Both are valid questions.

My roots with Gonzaga go pretty deep, back to generations before my birth when my aunt Dorothy Bresnan was named the Spokane Lilac Queen in 1920 and dated for a year her college classmate, Bing Crosby, before he split for Hollywood. You can verify that claim on page 101 of the Crosby biography “A Pocketful of Dreams” by Gary Giddins. The author called me several years ago to get more info on Dorothy and Bing’s relationship.

The playing of Crosby’s “White Christmas” album usually began around Labor Day in the Sheehan household, and played regularly until the last snows had melted in March. I watched “The Bells of St. Mary’s” so many times I thought the singer-actor was a Catholic priest in his spare time.

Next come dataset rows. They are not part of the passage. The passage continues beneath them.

PR #436, opened 2026-07-22
feat: ACI-5227 explicit EndSession RPC + F2 manifest span as authoritative duration

Badlazzor:
Ticket: https://bitrise.atlassian.net/browse/ACI-5227
Follow-up to Zsolt's review on #423: https://github.com/bitrise-io/bitrise-build-cache-cli/pull/423#discussion_r3614707559

## Summary

Two coupled changes so the enrichment watcher's re-PUT is the authoritative source of Xcode invocation duration **for wrapper-less builds**, without disturbing the wrapper's own final duration for wrapper builds.

### Axis 1 — `Session.EndSession` RPC (deterministic build-done signal)

- New `EndSession(EndSessionRequest{invocation_id, end_time_unix_ms})` RPC on `Session`.
- Proxy flushes the current session immediately (with the wrapper-supplied end_time_unix_ms) instead of waiting on the inactivity timer.
- Wrapper (`cmd/xcode/xcodebuild.go`) calls `EndSession` right after `XcodeRunner.Run` returns and before analytics is saved. Failure is debug-logged only — never fails analytics.
- Mismatched or absent invocation ID = silent no-op + debug log (no gRPC error).
- `defaultInactivityTimeout` bumped `10 * time.Second` → `5 * time.Minute` so long xcodebuild silent phases (Swift concurrency stalls, dependency resolution) don't trip a premature slim emit.

### Axis 2 — manifest span as authoritative duration (wrapper-less path only)

- `slimInvocationEmitter.EmitSlim` no longer sends `Duration` on the slim PUT payload. The enrichment watcher re-PUTs with `entry.Stop - entry.Start` from `LogStoreManifest` which is the true build span.
- `PendingRecord.Duration` stays — the correlator still uses it as a time-overlap window when matching manifests to pending records.
- Wrapper's own analytics PUT (via `saveInvocationAndRelation`) keeps its wall-clock Duration. The handled-invocation marker means the watcher's re-PUT skips wrapper rows, so the wrapper's duration is final for wrapper builds.

### Which duration lands where

Manifest-span authoritative duration only takes effect for wrapper-less builds. For wrapper builds the wrapper's rich PUT is the only surviving row (the marker makes both the slim emit and the watcher skip), and its wall-clock `runStats.DurationMS` is the final duration.

| Build type   | ID                   | Duration                        | Hit rate                              |
|--------------|----------------------|---------------------------------|---------------------------------------|
| Wrapper      | `SetSession` ID      | wrapper wall-clock — final      | log-scraped target rate — final       |
| Wrapper-less | watcher-minted UUID  | manifest span — final           | (proxy has none; watcher's)           |

## Test plan

- [x] `TestSetSession_EndSession_emitsSingleInvocation` — SetSession → EndSession → exactly one emit
- [x] `TestSetSession_EndSession_prevents_inactivity_double_emit` — EndSession cancels the pending inactivity timer
- [x] `TestSetSession_EndSession_usesSuppliedEndTime` — `meta.EndTime` reflects the wrapper-supplied `end_time_unix_ms`
- [x] `TestEndSession_UnknownInvocation_NoOp` — mismatched invocation id does not flush the active session
- [x] `TestEndSession_NoActiveSession_NoOp` — no panic when EndSession is called without a session
- [x] `Test_xcodebuildCmdFn_callsEndSessionAfterRun` — wrapper invokes EndSession exactly once with matching id and current wall-clock
- [x] `Test_slimInvocationEmitter_EmitSlim_omitsDurationOnPUT` — via new `invocationSaver` seam on analyticsBundle
- [x] `Test_slimInvocationEmitter_EmitSlim_persistsPendingRecord` — preserved: pending Duration still 2500ms
- [x] `Test_slimInvocationEmitter_EmitSlim_skipsWhenMarkerPresent` — preserved: append-before-marker invariant
- [x] `TestEnricher_DurationIsFromManifest` — watcher PUT `DurationMs = 42_000` from manifest span, not pending's provisional 2500

## Notes

- **Test-seam naming deviation:** plan called for a new `invocationPutter` interface on `analyticsBundle`. `cmd/xcode/xcodebuild.go` already exposes an identical `invocationSaver` interface — lint (iface/identical) flagged the duplicate, so `analyticsBundle.putter` reuses `invocationSaver` instead of adding a duplicate. Same semantics; test still uses a capturing struct that satisfies the interface.
- `internal/xcelerate/proxy/inactivity_test.go::TestInactivityDuration_ZeroFallsBackToDefault` updated to assert `5 * time.Minute`.
- Unrelated protoc-generated files (`kv_storage`, `remote_execution`, `llvm/cas`, `llvm/kv`) were reverted to keep the diff scoped — only `proto/llvm/session/*` is touched.
- Verified locally: `make lint` clean, targeted `go test -tags unit -race ./cmd/xcode/... ./internal/xcelerate/proxy/... ./internal/xcelerate/enrichment/ -run TestEnricher_` green. Pre-existing flakes in `enrichment/watcher_internal_test.go`, `enrichment/retry_test.go`, `pkg/ccache`, `internal/config/{gradle,bazel}`, `cmd/{gradle,bazel}` all present on unchanged main.
- Follow-up commit renamed the F1/F2 shorthand across code + docs + bitrise.yml to `wrapper` / `watcher` (Zsolt's review comment on `xcelerate_start_proxy.go:370`).


cmd/xcode/xcelerate_start_proxy.go
```diff
@@ -358,15 +361,20 @@ func (e *slimInvocationEmitter) EmitSlim(ctx context.Context, meta proxy.Session
 		return
 	}
 
+	putter := b.resolvePutter()
+	if putter == nil {
+		return
+	}
+
 	go func() {
+		// Duration omitted: F2's manifest span or the wrapper's own PUT is authoritative.
```
zsolt-marta-bitrise: I just realized that F1/F2 won't mean anything outside the context of these PRs. Can you please remove references to them, it's not a real feature just an abbreviation to understand what's happening. We can call them wrapper / watcher

internal/xcelerate/proxy/proxy.go
```diff
@@ -223,6 +223,35 @@ func (p *Proxy) onInactivity(target *SessionMeta) {
...
+		p.logger.TDebugf("EndSession no-op: got %s, active %s", req.GetInvocationId(), p.currentSession.InvocationID)
+
+		return &emptypb.Empty{}, nil
+	}
+
+	if endMs := req.GetEndTimeUnixMs(); endMs > 0 {
+		p.lastActivity = time.UnixMilli(endMs)
+	}
+
+	p.emitCurrentSessionLocked(ctx)
```
zsolt-marta-bitrise, line 250: Do we / should we clear the current session?

cmd/xcode/xcodebuild.go
```diff
@@ -393,6 +393,16 @@ func (c *XcodebuildRunner) Run(ctx context.Context) xcodeargs.RunStats {
 	c.appendLocalInvocationLog(*inv, runStats)
 	c.saveInvocationAndRelation(*inv, runStats.CacheStats.Hits, runStats.CacheStats.TotalTasks)
 
+	// Signal build-done AFTER the wrapper's own PUT + marker write so the proxy's slim emit sees the marker and skips.
```
zsolt-marta-bitrise, line 396: I had to think a bit how the marker works in this case now

 **On the marker + watcher "authoritative duration" framing**                                                                                                                                                                                                                                                              
                                                                                                                                                                                                                                                                                                                            
  Traced the full flow — I think the marker is fine to keep (it's the existing mechanism), but the PR's duration framing doesn't match what actually happens for wrapper builds. Two facts that matter:                                                                                                                     
                                                                                                                                                                                                                                                                                                                            
  1. **`SetSession` is wrapper-only.** `p.currentSession` is created solely in `SetSession` (`proxy.go:225`), and its only caller is the wrapper (`xcodebuild.go:349`). Wrapper-less builds (IDE / direct `xcodebuild`) never open a proxy session, so they get no slim emit and no pending record — their sole analytics   
  path is the watcher minting a UUID off the `LogStoreManifest` (enricher orphan path). The slim-emit + pending machinery is wrapper-only.                                                                                                                                                                                  
                                                                                                                                                                                                                                                                                                                            
  2. **The marker makes both the slim emit and the watcher skip for wrapper builds.** So the wrapper's own rich PUT is the *only* surviving row for a wrapper build — the watcher's manifest-span duration never lands there.                                                                                               
                                                                                                                                                                                                                                                                                                                            
  Consequence: **the manifest-span authoritative duration only takes effect for wrapper-less builds.** For wrapper builds the authoritative duration is the wrapper's `runStats.DurationMS` (wall-clock), which the rich PUT already carries (`xcodebuild.go:394`) — this is deliberate and correct, since the watcher can't
  reconstruct the log-scraped target hit rate that the wrapper owns, so we don't want the watcher overwriting wrapper rows anyway.                                                                                                                                                                                          
                                                                                                                                                                                                                                                                                                                            
  So no code change needed on the duration itself — just the wording:                                                                                                                                                                                                                                                       
                                                                                                                                                                                                                                                                                                                            
  - The wrapper's duration isn't "provisional" — under the marker, nothing overwrites it, so it's final for wrapper builds.                                                                                                                                                                                                 
  - "re-PUT overwrites when correlated" / "authoritative end-to-end" is only true for the wrapper-less path. Suggest restating as "manifest span is authoritative for wrapper-less builds; wrapper builds keep their own wall-clock duration."                                                                              
                                                                                                                                                                                                                                                                                                                            
  Net split, for the description:                                                                                                                                                                                                                                                                                           
                                                                                                                                                                                                                                                                                                                            
  | Build type | ID | Duration | Hit rate |                                                                                                                                                                                                                                                                                 
  |---|---|---|---|                                                                                                                                                                                                                                                                                                         
  | Wrapper | `SetSession` ID | wrapper wall-clock — final | log-scraped target rate — final |                                                                                                                                                                                                                              
  | Wrapper-less | watcher-minted UUID | manifest span — final | (proxy has none; watcher's) |

cmd/xcode/xcelerate_start_proxy.go
Badlazzor: Yeah, was planning to

Badlazzor: Renamed F1/F2 → `wrapper` / `watcher` across code, tests, `bitrise.yml` (including the workflow slug `e2e-xcode-f1-f2-race` → `e2e-xcode-wrapper-watcher-race`), and the July 2026 xcode-app findings doc. Zero remaining `F1`/`F2` references. Fix in f57b544.

internal/xcelerate/proxy/proxy.go
Badlazzor: It is cleared — indirectly. `emitCurrentSessionLocked` (proxy.go:148) nils `p.currentSession` at line 164 on its way out, and `EndSession` funnels through that same helper (line 250). Same clearing path as the inactivity-timer and `SetSession` swap flows, so the invariant is: any successful emit leaves `currentSession == nil`. No separate clear needed in `EndSession`.

cmd/xcode/xcodebuild.go
Badlazzor: PR body updated with the two-row split table and the reworded framing (manifest span is authoritative for wrapper-less builds; wrapper builds keep their wall-clock duration). Also reworded the in-code comment at `cmd/xcelerate_start_proxy.go:370` — the slim PUT drops Duration because "manifest span (from the enrichment watcher, wrapper-less builds only) or the wrapper's own PUT is authoritative". Both landed alongside the F1/F2 rename in f57b544.

zsolt-marta-bitrise:
[//]: # ([skip ci])



## Summary
Implements explicit EndSession RPC and manifest span as authoritative duration for wrapper-less builds. Wrapper calls EndSession after analytics save to signal build completion. Enrichment watcher re-PUTs with manifest-derived duration for wrapper-less builds only; wrapper builds retain their wall-clock duration. Inactivity timeout bumped to 5 minutes. Terminology refactored from F1/F2 to wrapper/watcher.


## Walkthrough
| File | Summary |
|------|---------|
| proto/llvm/session/session.proto, session.pb.go, session_grpc.pb.go | Added EndSession RPC method and EndSessionRequest message with invocation_id and end_time_unix_ms fields |
| internal/xcelerate/proxy/proxy.go | Added EndSession RPC handler that flushes current session if invocation ID matches; silent no-op for mismatched/absent sessions. Bumped default inactivity timeout from 10s to 5 minutes |
| internal/xcelerate/proxy/end_session_test.go | Added 5 tests covering EndSession single emit, inactivity timer cancellation, supplied end time, unknown invocation, and no-active-session scenarios |
| internal/xcelerate/proxy/inactivity_test.go | Updated test assertion for new 5-minute default inactivity timeout |
| cmd/xcode/xcodebuild.go | Wrapper calls EndSession RPC after saveInvocationAndRelation with current wall-clock time |
| cmd/xcode/xcodebuild_test.go, xcodebuild_internal_test.go | Added test for EndSession invocation with correct ID and timing; updated mock to satisfy SessionClient interface |
| cmd/xcode/xcelerate_start_proxy.go | Added putter field to analyticsBundle for test injection; EmitSlim now omits Duration from slim PUT (set to 0) |
| cmd/xcode/xcelerate_start_proxy_internal_test.go | Added test verifying Duration is omitted from slim PUT while pending records retain it |
| internal/xcelerate/enrichment/enricher.go, enricher_test.go | Duration now sourced from manifest entry (Stop - Start) instead of pending record. Added test verifying manifest span is authoritative |
| internal/xcelerate/enrichment/handled_marker.go, pending.go, invocation_emit.go | Updated comments to clarify enrichment watcher re-PUT skips wrapper rows via handled-invocation marker |
| internal/config/common/benchmark.go, benchmark_test.go | Added Getenv field to BenchmarkPhaseClient for environment variable override; checks pre-set BITRISE_BUILD_CACHE_BENCHMARK_PHASE_XCODE before API query |
| bitrise.yml | Renamed e2e-xcode-f1-f2-race workflow to e2e-xcode-wrapper-watcher-race; added BITRISE_BUILD_CACHE_BENCHMARK_PHASE_XCODE: established to prevent baseline detection |
| internal/config/xcelerate/paths.go, internal/paths/paths.go, docs/xcode-app-ide-remote-cas-findings-2026-07-21.md | Terminology refactored from F1/F2 to wrapper/watcher across comments and documentation |

Badlazzor:
CI red on `e2e-xcode-wrapper-watcher-race` was caused by the workflow rename in f57b544: the BE benchmark-phase endpoint keys on `workflow_name`, so it treated the renamed slug as brand-new -> returned `baseline` -> cache disabled -> `cacheHitRate=0` -> the workflow's hit-rate assertion failed.

Resolved by backporting the benchmark env-var override from PR #434 (commit c7d2a0c on `aci-5095-xcelerate-auth-refresh`): `BenchmarkPhaseClient.GetBenchmarkPhase` now short-circuits to `BITRISE_BUILD_CACHE_BENCHMARK_PHASE_<TOOL>` when it's already set, skipping the BE query. Set the env to `established` on `e2e-xcode-wrapper-watcher-race` so the cache stays on and the assertion is meaningful.

Pushed as c7c9f1a.

cmd/xcode/xcodebuild.go
zsolt-marta-bitrise: Nice!

zsolt-marta-bitrise (approved):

I attended Gonzaga Prep, the alma mater not only of Bing, but of the all-time NBA assists leader John Stockton, where it was thought the more sanctimonious of us would go on to matriculate at GU. I opted instead for the University of Oregon, where there were better-manicured golf courses and more free-spirited coeds. God bless the hippie chicks of the late 1960s.

As a kid of about nine or 10, my sports hero was Frank Burgess, the Gonzaga All-American who led the nation in scoring in 1961, averaging over 30 points a game. Prior to that, I watched practices in the antiquated Gonzaga gym where 7-foot, 3-inch Jean Claude Lefebvre dazzled all us kids. The giant known as the “Eiffel Rifle” who wore size 21 sneakers, spoke broken English and was gracious to a fault, never turned down autograph requests from our band of Munchkins.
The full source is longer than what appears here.